--- Data provided Enclosed Below ---

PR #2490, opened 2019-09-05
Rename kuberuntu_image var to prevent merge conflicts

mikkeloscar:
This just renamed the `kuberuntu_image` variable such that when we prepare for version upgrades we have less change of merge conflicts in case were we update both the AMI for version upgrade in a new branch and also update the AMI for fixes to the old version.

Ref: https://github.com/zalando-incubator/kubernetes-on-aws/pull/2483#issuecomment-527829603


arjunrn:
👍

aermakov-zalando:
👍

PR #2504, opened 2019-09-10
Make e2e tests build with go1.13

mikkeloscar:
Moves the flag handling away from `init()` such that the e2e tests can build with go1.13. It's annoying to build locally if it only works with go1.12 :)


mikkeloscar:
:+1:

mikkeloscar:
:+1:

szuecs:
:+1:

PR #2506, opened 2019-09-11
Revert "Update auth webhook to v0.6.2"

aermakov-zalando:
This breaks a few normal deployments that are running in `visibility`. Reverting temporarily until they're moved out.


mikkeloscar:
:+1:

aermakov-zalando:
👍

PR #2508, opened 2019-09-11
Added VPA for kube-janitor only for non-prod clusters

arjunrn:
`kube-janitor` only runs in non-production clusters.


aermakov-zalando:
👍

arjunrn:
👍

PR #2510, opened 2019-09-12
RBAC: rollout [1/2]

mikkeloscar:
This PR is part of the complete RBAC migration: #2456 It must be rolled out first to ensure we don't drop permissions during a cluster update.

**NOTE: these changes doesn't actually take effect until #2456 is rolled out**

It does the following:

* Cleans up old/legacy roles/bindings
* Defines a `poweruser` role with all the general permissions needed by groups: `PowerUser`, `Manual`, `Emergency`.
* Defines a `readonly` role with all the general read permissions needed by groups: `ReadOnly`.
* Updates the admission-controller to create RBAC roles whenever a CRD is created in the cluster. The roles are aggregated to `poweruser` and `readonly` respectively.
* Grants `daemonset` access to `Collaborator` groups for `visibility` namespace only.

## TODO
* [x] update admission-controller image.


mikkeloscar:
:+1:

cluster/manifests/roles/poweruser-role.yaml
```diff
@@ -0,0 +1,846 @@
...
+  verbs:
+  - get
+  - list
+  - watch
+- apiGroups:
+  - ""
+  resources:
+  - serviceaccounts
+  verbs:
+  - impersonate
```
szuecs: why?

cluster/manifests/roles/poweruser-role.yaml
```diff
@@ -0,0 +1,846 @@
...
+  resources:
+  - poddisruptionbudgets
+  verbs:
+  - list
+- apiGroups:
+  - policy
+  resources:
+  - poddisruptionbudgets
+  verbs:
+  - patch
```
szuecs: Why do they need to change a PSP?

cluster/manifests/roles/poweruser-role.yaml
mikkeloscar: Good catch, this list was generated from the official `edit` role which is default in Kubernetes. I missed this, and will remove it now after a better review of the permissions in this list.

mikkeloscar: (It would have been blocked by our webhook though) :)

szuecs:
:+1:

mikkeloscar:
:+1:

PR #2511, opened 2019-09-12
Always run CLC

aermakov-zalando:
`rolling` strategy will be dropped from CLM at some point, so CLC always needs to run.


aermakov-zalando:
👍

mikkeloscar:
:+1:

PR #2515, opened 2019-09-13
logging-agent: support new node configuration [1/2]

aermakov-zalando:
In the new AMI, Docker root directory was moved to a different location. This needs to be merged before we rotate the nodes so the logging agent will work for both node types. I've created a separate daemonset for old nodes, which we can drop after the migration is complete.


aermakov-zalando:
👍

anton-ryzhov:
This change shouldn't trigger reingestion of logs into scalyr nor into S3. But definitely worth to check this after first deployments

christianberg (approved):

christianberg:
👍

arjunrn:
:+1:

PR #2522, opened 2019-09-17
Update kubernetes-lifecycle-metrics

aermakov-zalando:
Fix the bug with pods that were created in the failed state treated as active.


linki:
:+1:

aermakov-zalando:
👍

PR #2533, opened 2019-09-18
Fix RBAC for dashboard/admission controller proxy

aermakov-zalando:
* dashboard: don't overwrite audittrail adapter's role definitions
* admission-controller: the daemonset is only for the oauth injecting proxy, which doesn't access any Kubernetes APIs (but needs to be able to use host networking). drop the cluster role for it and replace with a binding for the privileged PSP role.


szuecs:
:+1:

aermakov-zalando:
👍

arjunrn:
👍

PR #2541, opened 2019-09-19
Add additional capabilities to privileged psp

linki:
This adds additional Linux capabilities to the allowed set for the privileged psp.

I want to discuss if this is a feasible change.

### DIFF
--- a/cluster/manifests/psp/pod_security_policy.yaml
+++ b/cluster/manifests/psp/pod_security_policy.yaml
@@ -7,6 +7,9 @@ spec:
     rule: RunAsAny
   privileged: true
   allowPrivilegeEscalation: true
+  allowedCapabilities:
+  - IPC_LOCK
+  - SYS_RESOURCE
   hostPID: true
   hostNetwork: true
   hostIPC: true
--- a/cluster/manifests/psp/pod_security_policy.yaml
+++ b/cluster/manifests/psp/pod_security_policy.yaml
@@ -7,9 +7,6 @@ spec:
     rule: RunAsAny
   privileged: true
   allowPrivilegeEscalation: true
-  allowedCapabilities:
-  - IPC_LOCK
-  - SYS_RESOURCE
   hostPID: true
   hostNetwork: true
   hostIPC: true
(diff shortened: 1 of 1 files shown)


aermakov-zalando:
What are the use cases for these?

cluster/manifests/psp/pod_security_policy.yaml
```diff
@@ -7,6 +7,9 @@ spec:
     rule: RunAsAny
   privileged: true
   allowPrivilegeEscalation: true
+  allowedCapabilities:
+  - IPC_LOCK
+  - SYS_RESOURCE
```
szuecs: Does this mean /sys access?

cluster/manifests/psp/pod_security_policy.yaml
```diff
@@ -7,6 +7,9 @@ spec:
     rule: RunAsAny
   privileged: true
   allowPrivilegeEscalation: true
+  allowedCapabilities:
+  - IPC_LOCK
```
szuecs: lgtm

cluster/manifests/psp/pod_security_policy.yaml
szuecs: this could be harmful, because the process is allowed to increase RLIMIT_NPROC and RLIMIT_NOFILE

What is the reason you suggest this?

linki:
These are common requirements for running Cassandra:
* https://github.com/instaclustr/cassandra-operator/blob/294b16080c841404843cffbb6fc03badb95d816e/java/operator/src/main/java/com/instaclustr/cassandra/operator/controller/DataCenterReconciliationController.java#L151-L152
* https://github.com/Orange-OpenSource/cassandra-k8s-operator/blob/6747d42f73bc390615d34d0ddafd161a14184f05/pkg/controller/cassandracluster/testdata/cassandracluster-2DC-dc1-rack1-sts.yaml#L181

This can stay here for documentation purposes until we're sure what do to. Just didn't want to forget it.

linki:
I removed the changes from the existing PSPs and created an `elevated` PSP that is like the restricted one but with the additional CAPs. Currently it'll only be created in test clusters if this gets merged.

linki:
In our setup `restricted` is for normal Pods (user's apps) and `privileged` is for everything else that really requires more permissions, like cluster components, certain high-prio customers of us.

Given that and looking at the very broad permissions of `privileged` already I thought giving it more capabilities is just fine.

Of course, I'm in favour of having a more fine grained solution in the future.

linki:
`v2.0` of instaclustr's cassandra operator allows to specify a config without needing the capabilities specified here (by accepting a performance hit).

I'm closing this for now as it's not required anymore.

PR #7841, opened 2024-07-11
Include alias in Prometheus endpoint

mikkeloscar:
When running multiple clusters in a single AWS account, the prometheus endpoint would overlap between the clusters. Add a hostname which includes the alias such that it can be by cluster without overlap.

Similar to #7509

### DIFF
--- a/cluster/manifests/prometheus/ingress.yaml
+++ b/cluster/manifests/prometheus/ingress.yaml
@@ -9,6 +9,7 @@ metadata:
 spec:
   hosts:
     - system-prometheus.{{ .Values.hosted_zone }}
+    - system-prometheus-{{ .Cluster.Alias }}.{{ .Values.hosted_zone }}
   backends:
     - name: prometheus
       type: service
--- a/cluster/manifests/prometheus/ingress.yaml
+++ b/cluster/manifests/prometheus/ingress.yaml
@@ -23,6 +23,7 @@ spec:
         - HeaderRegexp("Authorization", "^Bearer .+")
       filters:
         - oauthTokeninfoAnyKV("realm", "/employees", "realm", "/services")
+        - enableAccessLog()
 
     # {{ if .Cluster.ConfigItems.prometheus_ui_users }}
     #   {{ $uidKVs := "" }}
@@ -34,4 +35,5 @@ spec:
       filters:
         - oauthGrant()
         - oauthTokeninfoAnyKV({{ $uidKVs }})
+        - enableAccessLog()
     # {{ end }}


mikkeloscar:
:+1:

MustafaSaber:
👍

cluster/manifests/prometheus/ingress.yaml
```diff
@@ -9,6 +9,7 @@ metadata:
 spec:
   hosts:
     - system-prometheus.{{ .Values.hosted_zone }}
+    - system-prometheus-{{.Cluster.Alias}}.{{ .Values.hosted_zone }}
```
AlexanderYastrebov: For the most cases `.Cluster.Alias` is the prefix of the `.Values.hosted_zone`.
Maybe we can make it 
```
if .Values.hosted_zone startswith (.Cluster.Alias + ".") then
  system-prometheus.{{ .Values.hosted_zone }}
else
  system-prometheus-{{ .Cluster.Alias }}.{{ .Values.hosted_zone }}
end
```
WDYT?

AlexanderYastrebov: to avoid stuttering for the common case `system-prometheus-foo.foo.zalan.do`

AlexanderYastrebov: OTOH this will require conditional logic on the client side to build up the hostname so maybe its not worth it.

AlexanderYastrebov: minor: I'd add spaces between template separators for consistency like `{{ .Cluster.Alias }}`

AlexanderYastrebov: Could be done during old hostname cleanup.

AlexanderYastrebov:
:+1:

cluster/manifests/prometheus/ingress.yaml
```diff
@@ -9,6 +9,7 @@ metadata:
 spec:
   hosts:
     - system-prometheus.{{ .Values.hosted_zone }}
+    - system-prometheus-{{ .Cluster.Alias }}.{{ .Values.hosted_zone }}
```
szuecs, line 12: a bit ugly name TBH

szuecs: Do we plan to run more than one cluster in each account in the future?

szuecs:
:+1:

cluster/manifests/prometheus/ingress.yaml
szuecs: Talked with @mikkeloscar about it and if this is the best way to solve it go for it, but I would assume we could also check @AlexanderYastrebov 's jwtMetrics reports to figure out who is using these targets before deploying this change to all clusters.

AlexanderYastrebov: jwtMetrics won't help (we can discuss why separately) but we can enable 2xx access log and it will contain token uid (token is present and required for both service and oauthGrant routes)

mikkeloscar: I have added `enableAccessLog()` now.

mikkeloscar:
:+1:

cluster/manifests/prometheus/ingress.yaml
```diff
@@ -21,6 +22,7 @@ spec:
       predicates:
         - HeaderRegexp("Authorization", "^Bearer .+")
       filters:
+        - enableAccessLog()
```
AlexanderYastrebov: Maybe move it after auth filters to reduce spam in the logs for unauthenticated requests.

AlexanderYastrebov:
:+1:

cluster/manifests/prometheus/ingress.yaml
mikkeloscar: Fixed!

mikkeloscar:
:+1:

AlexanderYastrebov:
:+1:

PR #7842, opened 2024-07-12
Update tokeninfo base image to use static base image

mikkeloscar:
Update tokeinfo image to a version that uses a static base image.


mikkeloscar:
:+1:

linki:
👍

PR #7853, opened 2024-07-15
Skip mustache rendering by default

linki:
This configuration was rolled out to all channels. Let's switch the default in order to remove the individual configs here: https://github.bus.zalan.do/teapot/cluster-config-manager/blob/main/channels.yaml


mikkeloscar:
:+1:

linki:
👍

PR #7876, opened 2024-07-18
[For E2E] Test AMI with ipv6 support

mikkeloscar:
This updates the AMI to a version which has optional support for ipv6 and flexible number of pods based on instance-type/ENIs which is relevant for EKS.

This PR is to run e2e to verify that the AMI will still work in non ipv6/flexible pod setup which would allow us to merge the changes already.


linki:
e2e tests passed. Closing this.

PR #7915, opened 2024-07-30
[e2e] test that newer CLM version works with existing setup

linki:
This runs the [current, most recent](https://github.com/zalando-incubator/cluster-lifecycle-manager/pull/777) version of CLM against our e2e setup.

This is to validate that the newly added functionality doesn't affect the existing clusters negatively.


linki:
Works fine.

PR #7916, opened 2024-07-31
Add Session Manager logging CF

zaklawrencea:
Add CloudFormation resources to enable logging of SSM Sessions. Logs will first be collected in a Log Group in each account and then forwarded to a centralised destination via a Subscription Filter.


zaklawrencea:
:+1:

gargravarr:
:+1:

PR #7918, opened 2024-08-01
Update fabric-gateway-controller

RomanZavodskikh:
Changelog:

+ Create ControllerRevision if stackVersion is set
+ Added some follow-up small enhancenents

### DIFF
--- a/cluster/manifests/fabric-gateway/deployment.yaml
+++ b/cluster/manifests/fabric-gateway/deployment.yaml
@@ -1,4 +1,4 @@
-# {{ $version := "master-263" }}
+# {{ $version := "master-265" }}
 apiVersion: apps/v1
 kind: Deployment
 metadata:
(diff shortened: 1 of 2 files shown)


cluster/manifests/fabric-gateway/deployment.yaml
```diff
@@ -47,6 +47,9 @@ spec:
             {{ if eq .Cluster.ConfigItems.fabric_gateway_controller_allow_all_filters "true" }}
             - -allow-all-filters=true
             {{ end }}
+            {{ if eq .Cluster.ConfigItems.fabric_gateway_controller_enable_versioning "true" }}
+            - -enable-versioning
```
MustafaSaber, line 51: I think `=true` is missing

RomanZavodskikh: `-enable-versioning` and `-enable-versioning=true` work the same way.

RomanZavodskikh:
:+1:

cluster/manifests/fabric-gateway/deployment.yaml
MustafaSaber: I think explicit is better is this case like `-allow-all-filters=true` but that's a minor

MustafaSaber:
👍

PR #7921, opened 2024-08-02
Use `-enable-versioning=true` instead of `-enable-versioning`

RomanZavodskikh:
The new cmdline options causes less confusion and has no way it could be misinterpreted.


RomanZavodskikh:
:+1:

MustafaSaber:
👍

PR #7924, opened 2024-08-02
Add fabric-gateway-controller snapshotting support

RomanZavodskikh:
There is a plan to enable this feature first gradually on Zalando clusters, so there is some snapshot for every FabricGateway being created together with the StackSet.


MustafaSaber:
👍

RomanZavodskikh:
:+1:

--- End of Enclosed Data provided ---

→ Problem statement
All lines in the records that contain "will" are to be copied and returned.

→ Answer space
mikkeloscar: Good catch, this list was generated from the official `edit` role which is default in Kubernetes. I missed this, and will remove it now after a better review of the permissions in this list.
`rolling` strategy will be dropped from CLM at some point, so CLC always needs to run.
In the new AMI, Docker root directory was moved to a different location. This needs to be merged before we rotate the nodes so the logging agent will work for both node types. I've created a separate daemonset for old nodes, which we can drop after the migration is complete.
AlexanderYastrebov: OTOH this will require conditional logic on the client side to build up the hostname so maybe its not worth it.
AlexanderYastrebov: jwtMetrics won't help (we can discuss why separately) but we can enable 2xx access log and it will contain token uid (token is present and required for both service and oauthGrant routes)
This PR is to run e2e to verify that the AMI will still work in non ipv6/flexible pod setup which would allow us to merge the changes already.
Add CloudFormation resources to enable logging of SSM Sessions. Logs will first be collected in a Log Group in each account and then forwarded to a centralised destination via a Subscription Filter.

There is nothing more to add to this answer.